Further testing should be carried out to confirm or not the tendency observed
for the 1 mm and 0.5 mm aperture screens that the sediment exclusion efficiency
increases with higher discharges. It would be also particularly interesting to carry out
some sediment tests with a discharge higher than the screen capacity.
41
Conclusion
The BEDUIN project has fulfilled its main objective with the writing of a
practical handbook describing the procedure for the design of different intake types
and hydraulic components, and has reached a new phase with the laboratory testing
of Coanda effect screens. New funds have been allocated to the project and it will
continue with further research on the Coanda effect screens including new series of
laboratory tests and the possible installation of a screen at a power plant intake site
to test its behaviour during winter. Indeed thanks to its self-cleaning quality, the
Coanda effect screen is of great interest for use at intakes of small hydropower
plants but it is absolutely necessary to make sure that it can withstand the Norwegian
winter conditions.
From a personal point of view, my job on the BEDUIN project has been
extremely rewarding. During the internship, I have had the chance to be put in charge
of different tasks which involved practical work in the field during the power plants
monitoring and visits, theoretical work at the office during the writing of the BEDUIN
report, and laboratory work for the testing of the Coanda effect screens. It has
enabled me to enhance my knowledge on numerous hydraulic related topics.

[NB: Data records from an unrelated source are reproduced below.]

PR #102, opened 2020-10-10
Clean up clippy warnings/errors

### LINKED ISSUE #99: Clean up clippy warnings and errors
Right now the CI check `Rust / Lints` always fails on historical code due to clippy complaining. In order to expunge those errors from the CI check and allow meaningful use of clippy in development, those warnings should be silenced or the code should be corrected.

emostov:
Closes #99, see issue for fix description.

### DIFF
--- a/src/actors.rs
+++ b/src/actors.rs
@@ -153,7 +153,7 @@ where
         max_block_load: u32,
     ) -> Result<Self> {
         let context = ActorContext::new(
-            backend.clone(),
+            backend,
             client_api.clone(),
             workers,
             pg_url.to_string(),
@@ -298,7 +298,7 @@ where
             .collect();
         let difference: HashSet<u32> = missing_storage_nums
             .difference(&blocks)
-            .map(|b| *b)
+            .copied()
             .collect();
         missing_storage_blocks.retain(|b| difference.contains(&(b.block_num as u32)));
         let jobs: Vec<crate::tasks::execute_block::Job<B, R, C>> =
--- a/src/actors.rs
+++ b/src/actors.rs
@@ -292,11 +292,10 @@ where
             .map(|b| Ok((*b?.header().number()).into()))
             .collect::<Result<_>>()?;
         let mut missing_storage_blocks = queries::blocks_storage_intersection(conn).await?;
-        let missing_storage_nums: HashSet<u32> = missing_storage_blocks
+        let difference: HashSet<u32> = missing_storage_blocks
             .iter()
             .map(|b| b.block_num as u32)
-            .collect();
-        let difference: HashSet<u32> = missing_storage_nums
+            .collect::<HashSet<u32>>()
             .difference(&blocks)
             .copied()
             .collect();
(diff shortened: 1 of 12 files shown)


src/actors.rs
```diff
@@ -298,7 +298,7 @@ where
             .collect();
         let difference: HashSet<u32> = missing_storage_nums
             .difference(&blocks)
-            .map(|b| *b)
+            .copied()
```
dvdplm, line 301: This change is good. I wonder however if we couldn't combine `missing_storage_nums` and this pile of combinators into one, thus avoiding having to allocate for `missing_storage_nums`?

src/actors/workers/database.rs
```diff
@@ -96,7 +96,7 @@ impl<B: BlockT> DatabaseActor<B> {
     async fn batch_storage_handler(&self, storage: Vec<Storage<B>>) -> Result<()> {
         let mut conn = self.db.conn().await?;
         let mut block_nums: Vec<u32> = storage.iter().map(|s| s.block_num()).collect();
-        block_nums.sort();
+        block_nums.sort_unstable();
```
dvdplm, line 99: What did clippy complain about here?

src/backend/util.rs
```diff
@@ -141,9 +141,9 @@ pub fn read_db<Block>(
 where
     Block: BlockT,
 {
-    block_id_to_lookup_key(db, col_index, id).and_then(|key| match key {
-        Some(key) => Ok(db.get(col, key.as_ref())),
-        None => Ok(None),
+    block_id_to_lookup_key(db, col_index, id).map(|key| match key {
+        Some(key) => db.get(col, key.as_ref()),
+        None => None,
```
dvdplm, line 146: Would this work?

```
    block_id_to_lookup_key(db, col_index, id)
        .map(|key|
            key.and_then(|key| db.get(col, key.as_ref()))
        )
```

If it does I'm still not sure I like it better. Explicit is good sometimes.

dvdplm (approved):
lgtm modulo nits

src/actors/workers/database.rs
insipx: I think it's this lint: https://github.com/rust-lang/rust-clippy/issues/5762

insipx (approved):

src/actors/workers/database.rs
dvdplm: I see, TIL. :)

src/actors.rs
emostov: Ok, I just combined it into one, however I don't see how this avoids a non-constant allocation. From my understanding we would still have to allocate at `.collect::<HashSet<u32>>()`, which is the equivalent of `missing_storage_nums` minus the variable binding on the stack. But I am guessing I am missing something?

dvdplm: I don't know how what you have now optimizes, but before we had two `collect()` calls (which each allocates); with this last change I'd hope we only allocate once and for a smaller collection, i.e. just the difference.

dvdplm (approved):

PR #103, opened 2020-10-13
Fix a few warnings

dvdplm:
Fix warnings and remove whitespace at the end of one of the query lines.

### DIFF
--- a/sqlx-data.json
+++ b/sqlx-data.json
@@ -334,8 +334,8 @@
       ]
     }
   },
-  "f1a15dd2b69242061774eb65c073174b671182a43ca6839246f5b6e6039ae46b": {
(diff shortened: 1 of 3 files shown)


insipx (approved):

emostov (approved):
I don't understand where the "ref` on an entire `let` pattern is discouraged, take a reference with `&` instead" lint warning is coming from. Otherwise looks good to me. Also curious, what command did you run to see these warnings? They didn't show up for me when I was doing the clippy clean up.

dvdplm:
>  don't understand where the "ref`on an entire`let`pattern is discouraged, take a reference with`&` instead" lint warning is coming from.

It's because CI runs stable, so you'll see them if you run `cargo +stable clippy -- -D warnings`. Not sure where it comes from either but somewhere in the macro I think?

> Also curious, what command did you run to see these warnings?

`cargo test`/`cargo check --tests`

PR #106, opened 2020-10-21
do not print postgres url in plaintext

insipx:
Pretty self-explanatory -- this could be problematic in some environments from a security standpoint. Ideally we could just print the name of the database to logs when we do migrations, but this PR is just a one-line change that removes the line printing the full URL which includes the database password.


insipx:
Since this is just a one-line change that only effects logs, I'm just going to merge this w/o review

dvdplm (approved):
Maybe we could leave just `Running migrations` but this is fine too.

niklasad1 (approved):

PR #108, opened 2020-10-25
Refactor: workspace with core, common, and backend; Make blockchain DB generic

### LINKED ISSUE #89: Encapsulate the substrate backend
`src/backend/` should be moved into it's own crate. This crate should only expose the `Client` and `ReadOnlyBackend` that substrate-archive can use to work with.

 `ReadOnlyDatabase` should be abstracted into an archive-specific trait that can be implemented for different database types. rel #76. This trait can then be included in `ReadOnlyBackend` instead of the currently-included struct. This would make the backend-database implementation opaque and generic to substrate-archive, allowing users to use whichever database they like.

The trait should: 
- read key/value pairs of the database (`get`)
- iterating over all blocks in the database (`iter`)
- catch up with the latest information added to the database (`catch_up_with_primary`)

Look in https://github.com/paritytech/substrate-archive/blob/70c6d9d3bad8cbfb5ac7ed407eb8acc04fbf26d3/src/backend/database.rs#L48 for the specific functionality required. This trait should replace the struct in `ReadOnlyBackend` defined here:
https://github.com/paritytech/substrate-archive/blob/70c6d9d3bad8cbfb5ac7ed407eb8acc04fbf26d3/src/backend/read_only_backend.rs#L49

This should also encapsulate out many of the substrate dependencies when working on stuff related to the SQL database/actors. The 'backend' crate (or whatever it will be named) should also expose a way of getting the Archive Client implementing the `ApiAccess` trait and related types (This `ApiAccess` trait should also be moved into the new `backend` crate). This is the function that does this now: https://github.com/paritytech/substrate-archive/blob/2f3b4ec766ae53a60b76c1b78cd384bc00bdae91/src/backend/frontend.rs#L44

This could be split into two PR's, one for ParityDB support and the abstract ReadOnlyDatabase trait, and one for creating a separate crate for `backend`.

### LINKED ISSUE #115: Try using static generics instead of dynamic dispatch for ReadOnlyBackend
it might be worth using static generics here:

https://github.com/paritytech/substrate-archive/pull/108/files/1fc2c7c47b230b43510de8fef82967ae02bbaa5a#diff-26082dae258bbbb4883f22123d203832ebce121a5ab81a999f8288be84c323bbR48

Dynamic dispatch means jumping through vtables and it could be more performant to use static generics instead

emostov:
Closes #89.
closes #115

### `substrate-archive` in 3 crates:
1) `substrate-archive`: this crate holds the majority of the code, excluding the blockchain database implementation and some types that are common to the blockchain database implementation and `substrate-archive`
2) `substrate-archive-common`: this crate has some miscellaneous enum/struct/type/trait definitions and implementations that are common to both `substrate-archive` and `substrate-archive-backend`
3) `substrate-archive-backend`: holds the blockchain database implementation

As per offline discussion with @insipx, the exports of `substrate-archive-backend` are not trimmed down to just `Client` and `ReadOnlyBackend` as originally stated in the issue. We leave public a wider array of exports instead of cramming them all into `Client`, which would then get un-necessarily messy with types. Instead the exports reflect that specific users use different aspects of the backend and should just utilize the components they need.

This PR does not address ParityDB support, as mentioned in #89.

### Other changes:
- Silence `clippy` warnings from query.rs (upstream warnings come from launchbadge/sqlx#594)
- Use static generics for ReadOnlyBackend (#115)

### Directly related future work:
- Support ParityDB (#76)
- #123


substrate-archive-backend/src/lib.rs
```diff
@@ -18,25 +18,31 @@
...
+// re-exports
+pub use self::{
+    block_exec::BlockExecutor,
+    frontend::{runtime_api, TArchiveClient},
+    read_only_backend::ReadOnlyBackend,
+    runtime_version_cache::RuntimeVersionCache,
+    util::open_database,
+};
+
+#[cfg(feature = "logging")]
```
dvdplm, line 43: When is it useful to run without logging?

substrate-archive-backend/src/runtime_version_cache.rs
```diff
@@ -87,7 +87,7 @@ impl<B: BlockT> RuntimeVersionCache<B> {
             .storage(hash, well_known_keys::CODE)
             .ok_or_else(|| Error::from("storage does not exist"))?;
 
-        let code_hash = crate::util::make_hash(&code);
+        let code_hash = substrate_archive_common::util::make_hash(&code);
```
dvdplm, line 90: Import and call `util::make_hash()`

substrate-archive-common/src/database.rs
```diff
@@ -0,0 +1,13 @@
...
+pub type KeyValuePair = (Box<[u8]>, Box<[u8]>);
+
+// Archive specific K/V database reader implementation
+pub trait ReadOnlyDatabaseTrait: Send + Sync {
+    /// Read key/value pairs from the database
+    fn get(&self, col: u32, key: &[u8]) -> Option<Vec<u8>>;
+    /// Iterate over all blocks in the database
+    fn iter<'a>(&'a self, col: u32) -> Box<dyn Iterator<Item = KeyValuePair> + 'a>;
+    /// Catch up with the latest information added to the database
+    fn try_catch_up_with_primary(&self) -> Result<()>;
```
dvdplm, line 12: Maybe we can ditch the `try_` here?

substrate-archive-common/src/database.rs
```diff
@@ -0,0 +1,13 @@
...
+
+pub type KeyValuePair = (Box<[u8]>, Box<[u8]>);
+
+// Archive specific K/V database reader implementation
+pub trait ReadOnlyDatabaseTrait: Send + Sync {
+    /// Read key/value pairs from the database
+    fn get(&self, col: u32, key: &[u8]) -> Option<Vec<u8>>;
+    /// Iterate over all blocks in the database
+    fn iter<'a>(&'a self, col: u32) -> Box<dyn Iterator<Item = KeyValuePair> + 'a>;
+    /// Catch up with the latest information added to the database
```
dvdplm, line 11: Document failure conditions?

substrate-archive-common/src/lib.rs
```diff
@@ -0,0 +1,6 @@
+pub mod database;
```
dvdplm, line 1: Missing licensing header in this file.

substrate-archive-common/src/util.rs
```diff
@@ -138,3 +104,37 @@ fn format_opt(file: Option<String>) -> String {
         Some(f) => f,
     }
 }
+
+/// get the path to a local substrate directory where we can save data
```
dvdplm, line 108:
```suggestion
/// Get the path to a local substrate directory where we can save data.
```

I think we need more info here. What is "local substrate directory" (for the various platforms)? What if I configured my node to store data elsewhere? If archive makes hard assumptions on the paths we should document that. And also mention that archive's data is in `some/path/substrate_archive`.

substrate-archive-common/src/util.rs
```diff
@@ -138,3 +104,37 @@ fn format_opt(file: Option<String>) -> String {
...
+pub fn substrate_dir() -> PathBuf {
+    if let Some(base_dirs) = dirs::BaseDirs::new() {
+        let mut path = base_dirs.data_local_dir().to_path_buf();
+        path.push("substrate_archive");
+        path
+    } else {
+        panic!("Couldn't establish substrate data local path");
```
dvdplm, line 115: Why panic here but `std::process::exit` in `create_dir`? Maybe the decision on what to do should be in the caller, so that we have a single place where decisions like exit/panic/retry/call mum can be made?

substrate-archive-common/src/util.rs
```diff
@@ -138,3 +104,37 @@ fn format_opt(file: Option<String>) -> String {
...
+    }
+}
+
+/// create an arbitrary directory on disk
+/// panics if it fails because of anything other than the directory already exists
```
dvdplm, line 120: I think this need some re-wording.

substrate-archive-common/src/util.rs
```diff
@@ -138,3 +104,37 @@ fn format_opt(file: Option<String>) -> String {
...
+            _ => {
+                error!("{}", e);
+                std::process::exit(0x0100);
+            }
+        }
+    }
+}
+
+use std::collections::hash_map::DefaultHasher;
+use std::hash::Hasher as _;
```
dvdplm, line 134: I prefer `use`s on top.

substrate-archive/Cargo.toml
```diff
@@ -0,0 +1,82 @@
...
+fdlimit = "0.2"
+serde = { version = "1.0", features = ["derive"] }
+serde_json = "1.0"
+serde-aux = "0.6.1"
+dirs = { version = "3", package = "directories" }
+sqlx = { version = "0.4.0-beta.1", default-features = false, features = ["postgres", "macros", "runtime-async-std", "migrate", "json", "offline"] }
+async-trait = "0.1"
+hex = "0.4"
+itertools = "0.9"
+# 0.7.2 introduces breaking changes with Send/Sync bounds
```
dvdplm, line 20: Does this mean that `0.7.2` mustn't be used? Best use `flume = "=0.7.1` then, or something similar that stops `0.7.2` to be used.
If upgrading requires a refactor we don't want to do in this PR it would be good to add an issue for it.

dvdplm (commented):
I like where this is going. I think we should merge this sooner rather than later and then iterate on it (if needed).

Maybe we can add `rustfmt` in here as well, as it's a pretty noisy PR anyway? @insipx thoughts?

substrate-archive-backend/Cargo.toml
```diff
@@ -0,0 +1,47 @@
...
+# Parity
+codec = { package = "parity-scale-codec", version = "1.3", default-features = false, features = ["derive", "full"] }
+kvdb = "0.7"
+kvdb-rocksdb = "0.9"
+hash-db = "0.15"
+parity-util-mem = "0.7"
+
+
+# Substrate
+sp-database = { git = "https://github.com/paritytech/substrate", package="sp-database" , rev = "647ad15565d7c35ecf00b73b12cccad9858780b9" }
```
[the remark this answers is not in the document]
insipx: I think all the substrate dependencies will be pointed at this rev (it's the latest substrate that polkadot is using)

I was actually just in the process of updating everything to polkadot v0.8.25 :P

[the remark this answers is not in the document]
insipx: Also on rustfmt -- I think the .rustfmt.toml has been committed for a while already -- it's just a matter of setting up our editors to use it and also have it in the CI pipeline to fail if code isn't formatted correctly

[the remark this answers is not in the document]
dvdplm: re-rustfmt: lovely, for 11 months! But without failing CI it's perhaps not as useful as it could be... ;)
Also, what do you think about having a common "tools team" rustfmt? Perhaps the same as `jsonrpsee` (which comes from `parity-common`):

```toml
hard_tabs = true
max_width = 120
use_small_heuristics = "Max"
edition = "2018"
```

As for `rev`, I still think we need a comment documenting why it's set to what it's set to.

insipx:
Haven't given this a full review yet, but I think I can answer this one:
>     * [ ]  Should `/bin/` crates be included in workspace?

I'm of the opinion that /bin/polkadot-archive and node-template-archive should live outside of the workspace. It should make it easier to manage dependencies per-project

substrate-archive-backend/Cargo.toml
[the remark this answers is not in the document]
dvdplm: It's a bit irksome that all of `archive` has to depend on specific substrate versions. It would be good if at least some of these new crates could be agnostic to the substrate version, so that only the binary crates would need to be built against a specific version. I don't think that's possible right now (or ever), but this tight coupling is a bit of a code smell.

substrate-archive-backend/src/lib.rs
insipx: If someone wants to use their own logger other than `fern` they could instantiate it themselves instead of using the archive default

substrate-archive/Cargo.toml
niklasad1: that's not introduced in this PR but `flume = "=0.7.1` seems like a greate idea without having any clue about the context here.

/cc @insipx I suppose you can explain this :)

insipx: yeah, flume =0.7.1 should be the way to go

When flume first updated with 0.7.2 (despite the minor release), there was a breaking change in the function of their asynchronous `send_async` and `recv_async` methods because of the use of a `cell` in one of the Sinks. This resulted in not being able to use recv_async across futures bounds. Flume is on 0.9 now, however, and I believe that the issue has been resolved. 

This update should just be done in another PR though, it touches basically all of the actors and some more

substrate-archive-backend/src/database.rs
```diff
@@ -56,7 +57,16 @@ impl ReadOnlyDatabase {
         })
     }
 
-    pub fn get(&self, col: ColumnId, key: &[u8]) -> Option<Vec<u8>> {
+    pub fn catch_up_count(&self) -> Option<usize> {
+        if !self.track_catchups {
+            log::warn!("catchup tracking is not enabled");
+            None
+        } else {
+            Some(self.catch_counter.fetch_add(0, Ordering::Relaxed))
```
niklasad1, line 65: not really introduced in this PR but `self.catch_counter.fetch_add(0, Ordering::Relaxed)` looks strange, it's better to use `load` if we just want read the value.

substrate-archive-common/src/util.rs
niklasad1: The "error message" could also be improved, https://docs.rs/directories/3.0.1/directories/struct.BaseDirs.html#method.new fails if the home directory couldn't be found.

substrate-archive/src/types.rs
```diff
@@ -0,0 +1,47 @@
...
+// MERCHANTABILITY or FITNESS FOR A PARTICULAR PURPOSE.  See the
+// GNU General Public License for more details.
+
+// You should have received a copy of the GNU General Public License
+// along with substrate-archive.  If not, see <http://www.gnu.org/licenses/>.
+
+use sp_runtime::traits::Block as BlockT;
+use substrate_archive_common::error::Result;
+
+pub trait ThreadPool: Send + Sync {
```
niklasad1, line 20: would perhaps be better to rename this file to `traits` and perhaps move `ReadOnlyDatabaseTrait` to this file.

substrate-archive/src/types.rs
```diff
@@ -0,0 +1,47 @@
...
+    type In: Send + Sync + std::fmt::Debug;
+    type Out: Send + Sync + std::fmt::Debug;
+    /// Adds a task to the threadpool.
+    /// Should not block!
+    fn add_task(&self, d: Vec<Self::In>, tx: flume::Sender<Self::Out>) -> Result<usize>;
+}
+
+#[async_trait::async_trait(?Send)]
+pub trait Archive<B: BlockT + Unpin>
+where
```
niklasad1, line 30: Would make sense to remove the `generic trait param`  on the entire trait and just add the bounds on context because it's not needed by the other methods:

```rust
trait Archive {
    // other methods...

    fn context<B>(&self) -> Result<super::actors::ActorContext<B>>
    where 
           B: BlockT + Unpin,
           <B as BlockT>::Hash: Unpin;
```

FWIW, it would likely require some additional refactoring and probably not worth the effort

substrate-archive-backend/src/util.rs
```diff
@@ -118,7 +117,7 @@ pub mod meta_keys {
 }
 
 pub fn read_header<Block: BlockT>(
-    db: &ReadOnlyDatabase,
+    db: Arc<dyn ReadOnlyDatabaseTrait>,
```
niklasad1, line 120: AFAIU the introduced `Arc<dyn ReadOnlyDatabaseTrait>` seems needless, you should be able to have `&dyn ReadOnlyDatabaseTrait` and use `Arc::deref ` i.e, `&*self.db`

substrate-archive-backend/src/read_only_backend/blockchain_backend.rs
```diff
@@ -94,13 +99,13 @@ impl<Block: BlockT> BlockchainBackend<Block> for ReadOnlyBackend<Block> {
...
     fn header(&self, id: BlockId<Block>) -> ChainResult<Option<Block::Header>> {
-        util::read_header::<Block>(&self.db, columns::KEY_LOOKUP, columns::HEADER, id)
+        util::read_header::<Block>(self.db.clone(), columns::KEY_LOOKUP, columns::HEADER, id)
             .map_err(|e| BlockchainError::Msg(e.to_string()))
     }
 
     fn info(&self) -> Info<Block> {
         // TODO: Remove expect
-        let meta = util::read_meta::<Block>(&self.db, columns::HEADER)
+        let meta = util::read_meta::<Block>(self.db.clone(), columns::HEADER)
```
niklasad1, line 108: if you agree with changing: 
```rust
pub fn read_meta<Block>(
     db: &dyn ReadOnlyDatabaseTrait,
     col_header: u32,
 ) 
```

```suggestion
        let meta = util::read_meta::<Block>(&*self.db, columns::HEADER)
```

substrate-archive/src/types.rs
insipx, line 20: Not from this PR, but we can just get rid of the `ThreadPool` trait, it's not being used for anything anymore

substrate-archive-backend/src/database.rs
```diff
@@ -75,27 +85,24 @@ impl ReadOnlyDatabase {
             }
         }
     }
+}
 
-    pub fn iter<'a>(&'a self, col: u32) -> impl Iterator<Item = KeyValuePair> + 'a {
-        self.inner.iter(col)
+impl ReadOnlyDatabaseTrait for ReadOnlyDatabase {
```
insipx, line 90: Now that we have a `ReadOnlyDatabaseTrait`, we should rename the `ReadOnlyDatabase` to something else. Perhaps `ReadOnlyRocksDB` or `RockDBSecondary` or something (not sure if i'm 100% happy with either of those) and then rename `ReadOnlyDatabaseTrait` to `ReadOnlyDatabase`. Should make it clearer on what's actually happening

In addition, the tests on Coanda effect screens gave me the opportunity to
experience laboratory research which was completely new to me. I learned a lot as I
had to deal with every stage of the series of tests, from choosing the tests to be
carried out and the building of the experimental setup to the analysis of the results.
Finally working at the Department of Hydraulic and Environmental Engineering
of NTNU was particularly rewarding because I had the chance to meet and work not
only Norwegians but also people from all over the world and it enabled me to
experience new ways of thinking and working.
42
References
Chow, V. T. (1973): Open-Channel Hydraulics, Civil Engineering Series, McGraw-Hill
International Editions.
Lund, S. (2005): Inntak til Småkraftverk, Msc. Thesis, Department of Hydraulic and
Environmental Engineering, NTNU, Norway.
Sell, L. E. (1971): Hydroelectric Power Plant Trashrack Design, Journal of the Power
Division, Proceeding of the American Society of Civil Engineers.